**Work to be completed**
Output the entries below without any alteration.
___ Input
PR #41, opened 2024-03-28
XIVY-11980 implement VariableDetail component

ivy-lgi:
image

### DIFF
--- a/packages/new-editor/src/components/editor/variables/detail/Variable.tsx
+++ b/packages/new-editor/src/components/editor/variables/detail/Variable.tsx
@@ -1,19 +1,12 @@
 import { Fieldset, Input, SimpleSelect, Textarea, ToolbarTitle } from '@axonivy/ui-components';
-import { Metadata, type Variable } from '../../data/Variable';
+import { metadataOptions, type Variable } from '../../data/Variable';
 
 type VariableProps = {
   variable: Variable;
 };
 
 export const VariableDetail = ({ variable }: VariableProps) => {
-  const metadataOptions = Object.keys(Metadata)
-    .filter(key => isNaN(Number(key)))
-    .map(key => {
-      const option = key.toString();
-      return { value: option, label: option };
-    });
-  metadataOptions.unshift({ value: 'None', label: 'None' });
-  const selectedMetadataOption = variable.metadata === undefined ? 'None' : Metadata[variable.metadata];
+  const selectedMetadataOption = metadataOptions.find(option => option.value === variable.metadata);
 
   return (
     <>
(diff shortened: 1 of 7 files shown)


packages/new-editor/src/components/editor/variables/detail/Variable.tsx
```diff
@@ -0,0 +1,39 @@
...
+
+export const VariableDetail = ({ variable }: VariableProps) => {
+  const metadataOptions = Object.keys(Metadata)
+    .filter(key => isNaN(Number(key)))
+    .map(key => {
+      const option = key.toString();
+      return { value: option, label: option };
+    });
+  metadataOptions.unshift({ value: 'None', label: 'None' });
+  const selectedMetadataOption = variable.metadata === undefined ? 'None' : Metadata[variable.metadata];
```
ivy-lgi, line 16: I don't like this enum handling stuff and having to introduce an extra option to not select anything. Any ideas on improvements?

packages/new-editor/src/components/editor/variables/detail/Variable.tsx
```diff
@@ -0,0 +1,39 @@
...
+
+  return (
+    <>
+      <ToolbarTitle>Variable Configuration</ToolbarTitle>
```
ivy-lli, line 20: why not sidebar header?

packages/new-editor/src/components/editor/variables/detail/Variable.tsx
ivy-lli: yes enums technially do not exist in ts. or better they really do not exist in js. ts does some "magic" here to fake them in js...

I would suppose something like in the inscription-view:
```ts
export const RESPONSIBLE_TYPE = {
  ROLE: 'Role',
  ROLE_FROM_ATTRIBUTE: 'Role from Attr.',
  USER_FROM_ATTRIBUTE: 'User from Attr.',
  DELETE_TASK: 'Nobody & delete'
} as const satisfies Record<WfActivatorType, string>;

Object.entries(RESPONSIBLE_TYPE)
        .filter(([value]) => !(props.optionFilter && props.optionFilter.includes(value as WfActivatorType)))
        .map(([value, label]) => ({ label, value }));
```

or in the form-editor:
```ts
const typeOptions: FieldOption<InputType>[] = [
  { label: 'Email', value: 'EMAIL' },
  { label: 'Password', value: 'PASSWORD' },
  { label: 'Text', value: 'TEXT' }
] as const;
```

at the moment you only "fake" the metas, so totally fine to hold this type as simple as possible.

ivy-lli (approved):

packages/new-editor/src/components/editor/variables/detail/Variable.tsx
ivy-lgi: This is the title underneath the header, not the header itself:
image

Although, maybe I should not use the `ToolbarTitle` component for this?

ivy-lli (approved):

PR #43, opened 2024-04-02
XIVY-11980 implement variables control

ivy-lgi:
- Buttons for adding and deleting variables are present but not functional
- Always show detail view 

image

### DIFF
--- a/packages/new-editor/src/components/editor/Editor.css
+++ b/packages/new-editor/src/components/editor/Editor.css
@@ -1,9 +1,9 @@
 .master-panel {
-  background-color: var(--N100);
+  background-color: var(--N75);
 }
 
 .master-toolbar {
-  background-color: var(--N100);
______
**Response**
PR #41, opened 2024-03-28
XIVY-11980 implement VariableDetail component

ivy-lgi:
image

### DIFF
--- a/packages/new-editor/src/components/editor/variables/detail/Variable.tsx
+++ b/packages/new-editor/src/components/editor/variables/detail/Variable.tsx
@@ -1,19 +1,12 @@
 import { Fieldset, Input, SimpleSelect, Textarea, ToolbarTitle } from '@axonivy/ui-components';
-import { Metadata, type Variable } from '../../data/Variable';
+import { metadataOptions, type Variable } from '../../data/Variable';
 
 type VariableProps = {
   variable: Variable;
 };
 
 export const VariableDetail = ({ variable }: VariableProps) => {
-  const metadataOptions = Object.keys(Metadata)
-    .filter(key => isNaN(Number(key)))
-    .map(key => {
-      const option = key.toString();
-      return { value: option, label: option };
-    });
-  metadataOptions.unshift({ value: 'None', label: 'None' });
-  const selectedMetadataOption = variable.metadata === undefined ? 'None' : Metadata[variable.metadata];
+  const selectedMetadataOption = metadataOptions.find(option => option.value === variable.metadata);
 
   return (
     <>
(diff shortened: 1 of 7 files shown)


packages/new-editor/src/components/editor/variables/detail/Variable.tsx
```diff
@@ -0,0 +1,39 @@
...
+
+export const VariableDetail = ({ variable }: VariableProps) => {
+  const metadataOptions = Object.keys(Metadata)
+    .filter(key => isNaN(Number(key)))
+    .map(key => {
+      const option = key.toString();
+      return { value: option, label: option };
+    });
+  metadataOptions.unshift({ value: 'None', label: 'None' });
+  const selectedMetadataOption = variable.metadata === undefined ? 'None' : Metadata[variable.metadata];
```
ivy-lgi, line 16: I don't like this enum handling stuff and having to introduce an extra option to not select anything. Any ideas on improvements?

packages/new-editor/src/components/editor/variables/detail/Variable.tsx
```diff
@@ -0,0 +1,39 @@
...
+
+  return (
+    <>
+      <ToolbarTitle>Variable Configuration</ToolbarTitle>
```
ivy-lli, line 20: why not sidebar header?

packages/new-editor/src/components/editor/variables/detail/Variable.tsx
ivy-lli: yes enums technially do not exist in ts. or better they really do not exist in js. ts does some "magic" here to fake them in js...

I would suppose something like in the inscription-view:
```ts
export const RESPONSIBLE_TYPE = {
  ROLE: 'Role',
  ROLE_FROM_ATTRIBUTE: 'Role from Attr.',
  USER_FROM_ATTRIBUTE: 'User from Attr.',
  DELETE_TASK: 'Nobody & delete'
} as const satisfies Record<WfActivatorType, string>;

Object.entries(RESPONSIBLE_TYPE)
        .filter(([value]) => !(props.optionFilter && props.optionFilter.includes(value as WfActivatorType)))
        .map(([value, label]) => ({ label, value }));
```

or in the form-editor:
```ts
const typeOptions: FieldOption<InputType>[] = [
  { label: 'Email', value: 'EMAIL' },
  { label: 'Password', value: 'PASSWORD' },
  { label: 'Text', value: 'TEXT' }
] as const;
```

at the moment you only "fake" the metas, so totally fine to hold this type as simple as possible.

ivy-lli (approved):

packages/new-editor/src/components/editor/variables/detail/Variable.tsx
ivy-lgi: This is the title underneath the header, not the header itself:
image

Although, maybe I should not use the `ToolbarTitle` component for this?

ivy-lli (approved):

PR #43, opened 2024-04-02
XIVY-11980 implement variables control

ivy-lgi:
- Buttons for adding and deleting variables are present but not functional
- Always show detail view 

image

### DIFF
--- a/packages/new-editor/src/components/editor/Editor.css
+++ b/packages/new-editor/src/components/editor/Editor.css
@@ -1,9 +1,9 @@
 .master-panel {
-  background-color: var(--N100);
+  background-color: var(--N75);
 }
 
 .master-toolbar {
-  background-color: var(--N100);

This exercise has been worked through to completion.